◆ Given information ◆
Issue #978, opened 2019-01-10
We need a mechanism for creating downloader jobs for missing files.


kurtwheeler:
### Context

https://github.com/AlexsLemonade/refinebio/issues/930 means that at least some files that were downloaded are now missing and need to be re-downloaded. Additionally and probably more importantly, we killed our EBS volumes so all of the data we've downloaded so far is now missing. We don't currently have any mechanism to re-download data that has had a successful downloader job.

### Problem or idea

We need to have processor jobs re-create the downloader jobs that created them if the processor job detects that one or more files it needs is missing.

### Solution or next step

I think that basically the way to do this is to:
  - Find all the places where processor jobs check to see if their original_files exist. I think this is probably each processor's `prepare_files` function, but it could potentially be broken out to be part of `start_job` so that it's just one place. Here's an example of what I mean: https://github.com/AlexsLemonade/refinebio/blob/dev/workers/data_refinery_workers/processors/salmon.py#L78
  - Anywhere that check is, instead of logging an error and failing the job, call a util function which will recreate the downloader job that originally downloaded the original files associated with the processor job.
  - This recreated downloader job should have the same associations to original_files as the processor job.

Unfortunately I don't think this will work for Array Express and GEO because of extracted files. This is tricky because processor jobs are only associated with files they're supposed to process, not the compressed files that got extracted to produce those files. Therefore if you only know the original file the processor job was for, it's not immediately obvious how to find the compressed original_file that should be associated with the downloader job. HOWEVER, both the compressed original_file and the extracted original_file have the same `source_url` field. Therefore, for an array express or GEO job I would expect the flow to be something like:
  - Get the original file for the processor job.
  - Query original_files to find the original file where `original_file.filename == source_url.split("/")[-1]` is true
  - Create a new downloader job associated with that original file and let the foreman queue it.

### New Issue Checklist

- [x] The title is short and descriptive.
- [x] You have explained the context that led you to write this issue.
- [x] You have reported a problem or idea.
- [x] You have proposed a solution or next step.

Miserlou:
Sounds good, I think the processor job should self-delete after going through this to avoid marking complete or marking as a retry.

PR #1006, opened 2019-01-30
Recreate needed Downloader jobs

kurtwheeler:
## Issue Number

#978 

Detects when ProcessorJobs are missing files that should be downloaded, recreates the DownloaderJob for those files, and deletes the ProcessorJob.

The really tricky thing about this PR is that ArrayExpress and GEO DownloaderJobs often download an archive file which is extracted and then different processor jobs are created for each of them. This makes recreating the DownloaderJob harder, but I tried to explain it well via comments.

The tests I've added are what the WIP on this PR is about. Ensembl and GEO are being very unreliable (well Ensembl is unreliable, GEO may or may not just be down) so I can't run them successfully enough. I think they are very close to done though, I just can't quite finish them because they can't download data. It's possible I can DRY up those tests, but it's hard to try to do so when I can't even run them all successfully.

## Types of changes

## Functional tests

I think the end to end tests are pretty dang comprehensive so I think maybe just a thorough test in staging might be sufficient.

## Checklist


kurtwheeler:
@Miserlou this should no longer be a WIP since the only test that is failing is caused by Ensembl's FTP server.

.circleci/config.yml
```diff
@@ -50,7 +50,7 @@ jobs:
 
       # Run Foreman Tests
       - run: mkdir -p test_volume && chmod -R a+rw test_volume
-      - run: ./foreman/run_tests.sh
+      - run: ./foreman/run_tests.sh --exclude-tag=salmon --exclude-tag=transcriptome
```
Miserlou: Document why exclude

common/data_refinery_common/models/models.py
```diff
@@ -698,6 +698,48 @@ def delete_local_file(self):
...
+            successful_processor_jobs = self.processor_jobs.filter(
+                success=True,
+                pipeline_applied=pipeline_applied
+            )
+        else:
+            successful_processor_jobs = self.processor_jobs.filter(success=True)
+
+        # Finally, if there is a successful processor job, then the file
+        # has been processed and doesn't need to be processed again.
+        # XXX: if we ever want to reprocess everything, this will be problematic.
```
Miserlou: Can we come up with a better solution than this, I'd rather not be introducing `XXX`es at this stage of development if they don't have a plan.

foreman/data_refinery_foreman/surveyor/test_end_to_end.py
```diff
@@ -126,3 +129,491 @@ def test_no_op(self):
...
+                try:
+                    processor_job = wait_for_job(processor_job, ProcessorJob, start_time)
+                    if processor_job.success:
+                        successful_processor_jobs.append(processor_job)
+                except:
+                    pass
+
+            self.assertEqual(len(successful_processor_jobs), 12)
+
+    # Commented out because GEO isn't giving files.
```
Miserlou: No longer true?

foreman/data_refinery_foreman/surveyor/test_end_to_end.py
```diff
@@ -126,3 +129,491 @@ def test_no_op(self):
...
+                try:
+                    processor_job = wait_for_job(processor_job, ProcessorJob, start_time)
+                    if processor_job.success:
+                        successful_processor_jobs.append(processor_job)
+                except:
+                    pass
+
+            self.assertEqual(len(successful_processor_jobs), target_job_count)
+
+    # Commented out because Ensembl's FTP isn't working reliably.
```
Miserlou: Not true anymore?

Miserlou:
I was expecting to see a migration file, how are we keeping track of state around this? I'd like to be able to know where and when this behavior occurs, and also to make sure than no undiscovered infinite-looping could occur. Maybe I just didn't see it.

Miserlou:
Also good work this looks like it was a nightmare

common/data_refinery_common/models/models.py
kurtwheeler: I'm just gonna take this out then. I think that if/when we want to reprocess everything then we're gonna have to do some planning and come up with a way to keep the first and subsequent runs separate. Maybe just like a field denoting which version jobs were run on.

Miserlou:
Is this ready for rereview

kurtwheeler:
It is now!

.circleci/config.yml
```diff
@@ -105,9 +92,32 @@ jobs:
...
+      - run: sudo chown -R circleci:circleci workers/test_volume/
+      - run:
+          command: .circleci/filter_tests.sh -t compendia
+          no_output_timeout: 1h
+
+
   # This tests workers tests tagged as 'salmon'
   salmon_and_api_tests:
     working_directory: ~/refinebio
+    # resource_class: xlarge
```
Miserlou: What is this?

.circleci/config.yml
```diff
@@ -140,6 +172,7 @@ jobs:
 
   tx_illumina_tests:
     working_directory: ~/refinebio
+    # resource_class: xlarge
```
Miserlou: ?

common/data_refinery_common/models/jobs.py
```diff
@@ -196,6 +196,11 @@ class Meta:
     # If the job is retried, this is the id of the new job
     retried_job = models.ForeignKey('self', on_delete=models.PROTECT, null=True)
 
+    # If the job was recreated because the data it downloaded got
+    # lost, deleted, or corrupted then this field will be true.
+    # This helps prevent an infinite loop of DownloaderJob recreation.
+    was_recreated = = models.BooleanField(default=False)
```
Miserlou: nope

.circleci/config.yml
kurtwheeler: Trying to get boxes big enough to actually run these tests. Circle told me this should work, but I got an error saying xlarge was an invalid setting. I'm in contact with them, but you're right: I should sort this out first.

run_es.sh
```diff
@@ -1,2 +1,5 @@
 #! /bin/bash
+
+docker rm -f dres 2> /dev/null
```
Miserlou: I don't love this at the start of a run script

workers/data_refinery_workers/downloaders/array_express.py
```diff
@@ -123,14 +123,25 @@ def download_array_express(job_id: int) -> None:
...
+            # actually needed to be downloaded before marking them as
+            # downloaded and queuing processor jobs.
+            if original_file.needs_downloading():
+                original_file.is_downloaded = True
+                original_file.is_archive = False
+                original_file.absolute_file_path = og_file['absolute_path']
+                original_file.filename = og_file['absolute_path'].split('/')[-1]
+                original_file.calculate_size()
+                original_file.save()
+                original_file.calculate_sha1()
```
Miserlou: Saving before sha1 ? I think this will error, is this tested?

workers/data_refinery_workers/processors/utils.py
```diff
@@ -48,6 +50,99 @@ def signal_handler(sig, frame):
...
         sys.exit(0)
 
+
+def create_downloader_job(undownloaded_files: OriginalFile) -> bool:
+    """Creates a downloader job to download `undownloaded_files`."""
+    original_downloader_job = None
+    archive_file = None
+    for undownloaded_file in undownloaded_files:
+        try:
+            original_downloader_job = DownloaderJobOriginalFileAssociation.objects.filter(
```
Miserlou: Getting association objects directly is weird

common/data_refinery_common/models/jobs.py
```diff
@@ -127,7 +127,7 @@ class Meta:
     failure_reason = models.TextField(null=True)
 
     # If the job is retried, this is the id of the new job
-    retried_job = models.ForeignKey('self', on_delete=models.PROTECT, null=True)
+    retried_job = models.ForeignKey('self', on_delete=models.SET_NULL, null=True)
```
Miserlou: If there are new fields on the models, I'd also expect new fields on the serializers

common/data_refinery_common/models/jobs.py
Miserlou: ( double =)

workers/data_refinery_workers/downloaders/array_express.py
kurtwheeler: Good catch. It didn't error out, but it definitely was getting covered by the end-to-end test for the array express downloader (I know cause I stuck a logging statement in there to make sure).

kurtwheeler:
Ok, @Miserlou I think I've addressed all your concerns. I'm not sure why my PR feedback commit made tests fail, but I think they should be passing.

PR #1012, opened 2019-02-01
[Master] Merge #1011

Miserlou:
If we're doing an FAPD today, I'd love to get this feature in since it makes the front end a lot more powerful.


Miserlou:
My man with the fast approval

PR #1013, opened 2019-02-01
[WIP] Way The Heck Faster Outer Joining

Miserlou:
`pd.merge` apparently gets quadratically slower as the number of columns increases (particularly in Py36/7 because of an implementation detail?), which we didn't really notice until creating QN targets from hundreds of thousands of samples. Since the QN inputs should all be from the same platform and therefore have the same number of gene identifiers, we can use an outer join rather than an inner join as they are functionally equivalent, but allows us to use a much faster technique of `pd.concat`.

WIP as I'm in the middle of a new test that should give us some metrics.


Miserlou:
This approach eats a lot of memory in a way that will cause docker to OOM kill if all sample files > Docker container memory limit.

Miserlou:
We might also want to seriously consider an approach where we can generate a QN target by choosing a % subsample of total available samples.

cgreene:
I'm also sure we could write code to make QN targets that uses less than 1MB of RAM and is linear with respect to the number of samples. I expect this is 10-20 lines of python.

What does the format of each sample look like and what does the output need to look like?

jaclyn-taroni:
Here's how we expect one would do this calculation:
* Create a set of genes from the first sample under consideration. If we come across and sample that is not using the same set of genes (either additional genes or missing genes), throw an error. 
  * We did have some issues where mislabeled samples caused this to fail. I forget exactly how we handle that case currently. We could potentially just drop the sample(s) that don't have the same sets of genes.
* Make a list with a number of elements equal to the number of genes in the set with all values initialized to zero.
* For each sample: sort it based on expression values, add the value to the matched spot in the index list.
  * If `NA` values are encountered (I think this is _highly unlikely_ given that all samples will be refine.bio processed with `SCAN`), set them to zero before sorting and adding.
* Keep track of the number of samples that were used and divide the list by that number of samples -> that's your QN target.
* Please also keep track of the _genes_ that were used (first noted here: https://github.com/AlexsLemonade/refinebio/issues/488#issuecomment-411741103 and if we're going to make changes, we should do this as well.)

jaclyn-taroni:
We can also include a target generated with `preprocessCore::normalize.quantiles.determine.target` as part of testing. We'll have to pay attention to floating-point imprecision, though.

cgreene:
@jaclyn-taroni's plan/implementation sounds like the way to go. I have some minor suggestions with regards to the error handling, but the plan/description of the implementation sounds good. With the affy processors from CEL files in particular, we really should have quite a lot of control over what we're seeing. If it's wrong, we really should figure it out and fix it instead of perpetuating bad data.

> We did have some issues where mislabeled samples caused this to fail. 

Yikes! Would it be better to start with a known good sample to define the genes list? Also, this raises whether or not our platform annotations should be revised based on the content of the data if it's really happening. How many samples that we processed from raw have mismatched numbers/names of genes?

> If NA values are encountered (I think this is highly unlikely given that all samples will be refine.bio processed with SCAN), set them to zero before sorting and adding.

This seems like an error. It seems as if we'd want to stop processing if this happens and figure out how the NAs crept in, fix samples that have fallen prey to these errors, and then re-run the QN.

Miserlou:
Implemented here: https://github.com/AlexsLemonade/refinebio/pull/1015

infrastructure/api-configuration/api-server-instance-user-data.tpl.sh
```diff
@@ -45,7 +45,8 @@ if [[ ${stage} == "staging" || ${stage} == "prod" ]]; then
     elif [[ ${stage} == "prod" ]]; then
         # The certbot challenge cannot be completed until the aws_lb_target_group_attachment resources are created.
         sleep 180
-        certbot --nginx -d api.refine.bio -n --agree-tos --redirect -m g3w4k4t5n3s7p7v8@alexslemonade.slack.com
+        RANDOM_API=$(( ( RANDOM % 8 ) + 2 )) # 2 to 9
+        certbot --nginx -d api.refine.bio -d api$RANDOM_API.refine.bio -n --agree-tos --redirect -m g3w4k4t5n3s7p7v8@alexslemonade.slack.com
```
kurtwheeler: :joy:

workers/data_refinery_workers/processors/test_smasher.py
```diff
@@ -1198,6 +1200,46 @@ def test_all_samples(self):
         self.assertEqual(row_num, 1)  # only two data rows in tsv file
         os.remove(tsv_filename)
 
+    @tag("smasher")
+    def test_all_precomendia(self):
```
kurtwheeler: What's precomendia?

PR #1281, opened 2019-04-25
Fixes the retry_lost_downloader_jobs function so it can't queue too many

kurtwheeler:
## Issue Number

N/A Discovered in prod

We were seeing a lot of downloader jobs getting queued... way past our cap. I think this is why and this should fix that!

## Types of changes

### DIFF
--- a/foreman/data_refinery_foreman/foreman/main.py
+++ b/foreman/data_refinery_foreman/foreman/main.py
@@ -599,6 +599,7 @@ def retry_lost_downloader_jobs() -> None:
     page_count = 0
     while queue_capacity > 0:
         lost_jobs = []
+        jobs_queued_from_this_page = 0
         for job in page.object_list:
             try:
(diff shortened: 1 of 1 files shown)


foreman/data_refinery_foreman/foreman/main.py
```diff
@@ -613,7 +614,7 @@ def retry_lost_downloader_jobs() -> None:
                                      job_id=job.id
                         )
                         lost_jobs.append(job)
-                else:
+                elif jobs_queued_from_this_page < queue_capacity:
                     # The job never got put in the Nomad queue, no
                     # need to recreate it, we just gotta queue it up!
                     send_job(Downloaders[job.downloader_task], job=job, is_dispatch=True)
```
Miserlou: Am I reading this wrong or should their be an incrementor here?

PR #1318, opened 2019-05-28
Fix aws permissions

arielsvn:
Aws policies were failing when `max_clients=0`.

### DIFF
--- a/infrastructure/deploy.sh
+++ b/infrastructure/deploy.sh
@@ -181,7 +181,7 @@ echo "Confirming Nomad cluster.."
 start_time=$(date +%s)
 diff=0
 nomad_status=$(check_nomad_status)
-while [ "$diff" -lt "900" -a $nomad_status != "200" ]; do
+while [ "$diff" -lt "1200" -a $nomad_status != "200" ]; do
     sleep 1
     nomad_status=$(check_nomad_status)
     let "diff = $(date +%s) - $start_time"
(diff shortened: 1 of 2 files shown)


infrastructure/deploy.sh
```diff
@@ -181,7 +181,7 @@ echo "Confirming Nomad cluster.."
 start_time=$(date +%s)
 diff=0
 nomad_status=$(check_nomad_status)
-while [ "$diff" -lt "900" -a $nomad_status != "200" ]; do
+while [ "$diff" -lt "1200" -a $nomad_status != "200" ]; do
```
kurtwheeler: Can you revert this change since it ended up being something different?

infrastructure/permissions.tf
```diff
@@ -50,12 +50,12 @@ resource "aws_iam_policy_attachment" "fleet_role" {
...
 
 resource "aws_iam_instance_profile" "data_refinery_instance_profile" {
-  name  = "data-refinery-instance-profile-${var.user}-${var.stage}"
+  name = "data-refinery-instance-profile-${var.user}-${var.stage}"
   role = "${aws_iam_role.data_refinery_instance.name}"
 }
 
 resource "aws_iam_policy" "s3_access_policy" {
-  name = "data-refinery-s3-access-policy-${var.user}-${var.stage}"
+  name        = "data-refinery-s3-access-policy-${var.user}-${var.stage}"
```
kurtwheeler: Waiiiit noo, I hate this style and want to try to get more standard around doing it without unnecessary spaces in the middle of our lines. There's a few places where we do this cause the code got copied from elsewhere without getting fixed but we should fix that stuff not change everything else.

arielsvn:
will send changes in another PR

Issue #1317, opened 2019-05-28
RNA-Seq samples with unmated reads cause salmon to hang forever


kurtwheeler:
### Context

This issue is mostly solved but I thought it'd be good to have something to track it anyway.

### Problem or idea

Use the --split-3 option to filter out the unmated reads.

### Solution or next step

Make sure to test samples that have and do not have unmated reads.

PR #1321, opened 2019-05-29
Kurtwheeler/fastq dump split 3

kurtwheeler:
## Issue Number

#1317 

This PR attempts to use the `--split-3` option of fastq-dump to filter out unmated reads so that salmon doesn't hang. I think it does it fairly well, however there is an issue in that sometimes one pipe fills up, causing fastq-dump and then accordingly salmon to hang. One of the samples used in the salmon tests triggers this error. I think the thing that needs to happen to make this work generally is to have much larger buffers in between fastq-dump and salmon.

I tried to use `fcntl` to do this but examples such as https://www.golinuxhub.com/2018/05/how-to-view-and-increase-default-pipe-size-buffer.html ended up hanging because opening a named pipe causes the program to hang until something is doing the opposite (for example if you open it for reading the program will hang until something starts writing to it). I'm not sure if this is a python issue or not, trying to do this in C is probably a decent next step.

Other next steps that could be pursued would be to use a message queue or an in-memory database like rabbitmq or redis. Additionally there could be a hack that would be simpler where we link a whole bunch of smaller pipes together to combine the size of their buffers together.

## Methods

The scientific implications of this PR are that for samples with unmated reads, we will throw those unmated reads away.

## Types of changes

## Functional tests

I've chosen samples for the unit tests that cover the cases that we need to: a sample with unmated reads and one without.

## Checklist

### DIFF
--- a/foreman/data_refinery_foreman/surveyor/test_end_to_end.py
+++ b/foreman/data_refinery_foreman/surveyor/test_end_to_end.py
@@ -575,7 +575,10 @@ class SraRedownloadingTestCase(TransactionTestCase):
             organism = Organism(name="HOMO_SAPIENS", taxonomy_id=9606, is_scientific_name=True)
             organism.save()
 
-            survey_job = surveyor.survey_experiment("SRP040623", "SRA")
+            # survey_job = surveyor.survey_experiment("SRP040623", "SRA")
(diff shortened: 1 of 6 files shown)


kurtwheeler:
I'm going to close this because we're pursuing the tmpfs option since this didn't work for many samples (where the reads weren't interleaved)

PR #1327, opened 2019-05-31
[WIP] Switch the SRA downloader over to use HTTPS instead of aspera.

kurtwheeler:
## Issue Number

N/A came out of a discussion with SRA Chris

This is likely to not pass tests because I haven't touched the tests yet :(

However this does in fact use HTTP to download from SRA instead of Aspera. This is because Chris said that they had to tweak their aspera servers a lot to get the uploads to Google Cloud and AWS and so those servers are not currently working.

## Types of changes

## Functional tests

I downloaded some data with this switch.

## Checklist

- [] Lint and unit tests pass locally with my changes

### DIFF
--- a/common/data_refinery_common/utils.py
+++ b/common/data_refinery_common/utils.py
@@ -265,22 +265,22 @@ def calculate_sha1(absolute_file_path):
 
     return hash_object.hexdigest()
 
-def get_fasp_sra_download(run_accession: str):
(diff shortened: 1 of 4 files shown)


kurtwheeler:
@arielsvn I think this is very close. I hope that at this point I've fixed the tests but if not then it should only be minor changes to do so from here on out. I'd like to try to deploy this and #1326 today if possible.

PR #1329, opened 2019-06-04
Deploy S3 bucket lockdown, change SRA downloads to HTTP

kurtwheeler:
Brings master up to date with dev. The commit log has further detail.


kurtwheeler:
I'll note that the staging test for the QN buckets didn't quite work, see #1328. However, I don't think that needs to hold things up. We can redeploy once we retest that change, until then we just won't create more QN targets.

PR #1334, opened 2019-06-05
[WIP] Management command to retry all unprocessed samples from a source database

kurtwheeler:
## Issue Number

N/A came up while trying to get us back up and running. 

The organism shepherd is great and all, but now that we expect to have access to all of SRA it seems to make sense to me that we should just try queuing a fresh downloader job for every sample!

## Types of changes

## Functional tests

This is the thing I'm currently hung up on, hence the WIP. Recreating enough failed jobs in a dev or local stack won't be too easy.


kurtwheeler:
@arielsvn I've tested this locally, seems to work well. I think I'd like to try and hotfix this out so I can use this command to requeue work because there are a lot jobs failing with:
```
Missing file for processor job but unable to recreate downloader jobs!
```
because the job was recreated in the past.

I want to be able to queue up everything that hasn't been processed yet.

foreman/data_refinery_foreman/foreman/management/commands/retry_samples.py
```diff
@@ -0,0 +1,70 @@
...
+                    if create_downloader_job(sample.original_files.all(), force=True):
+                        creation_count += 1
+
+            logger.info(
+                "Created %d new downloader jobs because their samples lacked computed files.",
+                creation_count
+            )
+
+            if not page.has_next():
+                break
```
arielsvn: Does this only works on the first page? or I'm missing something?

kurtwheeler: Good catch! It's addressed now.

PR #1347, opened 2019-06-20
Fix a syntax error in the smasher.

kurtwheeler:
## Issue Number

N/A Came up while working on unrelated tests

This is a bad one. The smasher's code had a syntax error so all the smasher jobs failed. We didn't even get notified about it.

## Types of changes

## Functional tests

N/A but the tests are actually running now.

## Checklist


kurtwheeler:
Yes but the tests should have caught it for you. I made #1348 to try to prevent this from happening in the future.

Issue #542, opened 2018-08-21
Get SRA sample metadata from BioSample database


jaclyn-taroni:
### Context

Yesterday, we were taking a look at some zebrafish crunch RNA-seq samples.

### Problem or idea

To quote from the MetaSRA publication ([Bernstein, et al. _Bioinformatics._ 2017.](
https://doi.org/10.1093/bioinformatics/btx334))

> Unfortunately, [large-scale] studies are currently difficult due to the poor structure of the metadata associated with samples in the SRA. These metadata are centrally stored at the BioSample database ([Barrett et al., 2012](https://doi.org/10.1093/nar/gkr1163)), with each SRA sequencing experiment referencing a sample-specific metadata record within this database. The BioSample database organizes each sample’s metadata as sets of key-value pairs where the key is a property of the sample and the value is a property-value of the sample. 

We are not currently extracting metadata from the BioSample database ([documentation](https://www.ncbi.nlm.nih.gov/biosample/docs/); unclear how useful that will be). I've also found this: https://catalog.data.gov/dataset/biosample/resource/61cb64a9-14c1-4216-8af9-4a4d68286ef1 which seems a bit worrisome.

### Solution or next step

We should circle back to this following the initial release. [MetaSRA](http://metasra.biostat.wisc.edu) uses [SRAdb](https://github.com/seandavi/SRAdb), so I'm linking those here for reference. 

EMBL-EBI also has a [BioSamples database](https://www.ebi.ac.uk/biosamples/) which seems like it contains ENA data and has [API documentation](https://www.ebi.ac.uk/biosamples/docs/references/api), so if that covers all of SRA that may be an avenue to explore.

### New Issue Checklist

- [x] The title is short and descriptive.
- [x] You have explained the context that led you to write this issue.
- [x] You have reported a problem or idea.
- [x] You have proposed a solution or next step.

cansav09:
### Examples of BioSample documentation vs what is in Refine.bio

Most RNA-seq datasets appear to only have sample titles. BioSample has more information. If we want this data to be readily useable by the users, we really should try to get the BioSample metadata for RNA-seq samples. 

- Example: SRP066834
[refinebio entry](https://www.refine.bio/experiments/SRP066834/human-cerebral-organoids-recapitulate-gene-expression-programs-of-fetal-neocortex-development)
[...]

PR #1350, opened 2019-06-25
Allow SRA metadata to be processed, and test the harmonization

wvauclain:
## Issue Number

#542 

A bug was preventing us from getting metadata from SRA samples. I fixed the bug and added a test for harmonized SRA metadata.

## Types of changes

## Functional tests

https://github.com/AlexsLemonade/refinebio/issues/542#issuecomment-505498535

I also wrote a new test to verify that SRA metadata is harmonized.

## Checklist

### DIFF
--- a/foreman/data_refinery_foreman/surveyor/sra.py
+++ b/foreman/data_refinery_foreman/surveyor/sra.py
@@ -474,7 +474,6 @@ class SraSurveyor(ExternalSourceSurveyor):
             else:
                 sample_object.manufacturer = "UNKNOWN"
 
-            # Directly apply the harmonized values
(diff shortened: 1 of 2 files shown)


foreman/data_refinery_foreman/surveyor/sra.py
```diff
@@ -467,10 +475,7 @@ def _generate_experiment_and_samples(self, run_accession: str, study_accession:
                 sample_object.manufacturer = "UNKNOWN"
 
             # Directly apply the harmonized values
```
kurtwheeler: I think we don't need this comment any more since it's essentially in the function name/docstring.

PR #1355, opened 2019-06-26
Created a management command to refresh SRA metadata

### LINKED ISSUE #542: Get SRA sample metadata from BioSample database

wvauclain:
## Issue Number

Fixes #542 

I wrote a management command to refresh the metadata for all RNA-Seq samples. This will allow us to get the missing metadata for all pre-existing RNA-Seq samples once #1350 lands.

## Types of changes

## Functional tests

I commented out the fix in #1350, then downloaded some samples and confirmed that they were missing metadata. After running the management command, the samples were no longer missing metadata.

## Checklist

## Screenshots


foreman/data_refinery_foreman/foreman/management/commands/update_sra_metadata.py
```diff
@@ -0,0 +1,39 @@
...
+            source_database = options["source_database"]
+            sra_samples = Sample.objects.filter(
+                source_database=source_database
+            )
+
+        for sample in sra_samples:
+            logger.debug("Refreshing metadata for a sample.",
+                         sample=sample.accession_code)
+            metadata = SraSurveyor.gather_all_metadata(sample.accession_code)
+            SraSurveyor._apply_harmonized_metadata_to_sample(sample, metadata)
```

◆ Exercise instructions ◆
Copy the lines above exactly, from the very first through the one containing "https://github.com/AlexsLemonade/refinebio/issues/930 means that", and include no other line.

◆ Finished exercise ◆
Issue #978, opened 2019-01-10
We need a mechanism for creating downloader jobs for missing files.


kurtwheeler:
### Context

https://github.com/AlexsLemonade/refinebio/issues/930 means that at least some files that were downloaded are now missing and need to be re-downloaded. Additionally and probably more importantly, we killed our EBS volumes so all of the data we've downloaded so far is now missing. We don't currently have any mechanism to re-download data that has had a successful downloader job.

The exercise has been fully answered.